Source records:
-=-=-

PR #185, opened 2026-03-12
fix: move onClose to success path and add loading state in TrimWhitespaceForm

dhruv1955:
## Problem
`TrimWhitespaceForm` called `onClose()` unconditionally after the try/catch block, so the form dismissed itself even when the API returned an error. The error toast would flash and disappear along with the form, forcing the user to reopen the menu and reselect their column to retry.

Additionally, the submit button had no loading guard, allowing multiple rapid submissions on slow networks.

## Fix
- Moved `onClose()` inside the `try` block (success path only)
- Added `loading` state with `setLoading(true/false)` around the API call
- Disabled the submit button during the request
- Added `disabled:opacity-50 disabled:cursor-not-allowed` styling
- Changed button label to `"Applying..."` while loading

### Loading state - button disabled during API call
Screenshot 2026-03-13 012341

### DIFF
--- a/dataloom-frontend/src/Components/forms/TrimWhitespaceForm.jsx
+++ b/dataloom-frontend/src/Components/forms/TrimWhitespaceForm.jsx
@@ -10,9 +10,11 @@ const TrimWhitespaceForm = ({ projectId, onClose, onTransform }) => {
   const { showToast } = useToast();
 
   const [column, setColumn] = useState("");
+  const [loading, setLoading] = useState(false);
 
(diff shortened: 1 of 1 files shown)


dhruv1955:
Hi @ivantha, I’ve rebased the branch onto the latest `main` and squashed everything into a single commit. Let me know if anything else is needed

ivantha:

dhruv1955:
@ivantha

-=-=-

• [Prompt]: From the line containing "Screenshot 2026-03-13 012341" through the last line of the entries above, print each line exactly as it stands.

• [Answer to the exercise]:
Screenshot 2026-03-13 012341

### DIFF
--- a/dataloom-frontend/src/Components/forms/TrimWhitespaceForm.jsx
+++ b/dataloom-frontend/src/Components/forms/TrimWhitespaceForm.jsx
@@ -10,9 +10,11 @@ const TrimWhitespaceForm = ({ projectId, onClose, onTransform }) => {
   const { showToast } = useToast();
 
   const [column, setColumn] = useState("");
+  const [loading, setLoading] = useState(false);
 
(diff shortened: 1 of 1 files shown)


dhruv1955:
Hi @ivantha, I’ve rebased the branch onto the latest `main` and squashed everything into a single commit. Let me know if anything else is needed

ivantha:

dhruv1955:
@ivantha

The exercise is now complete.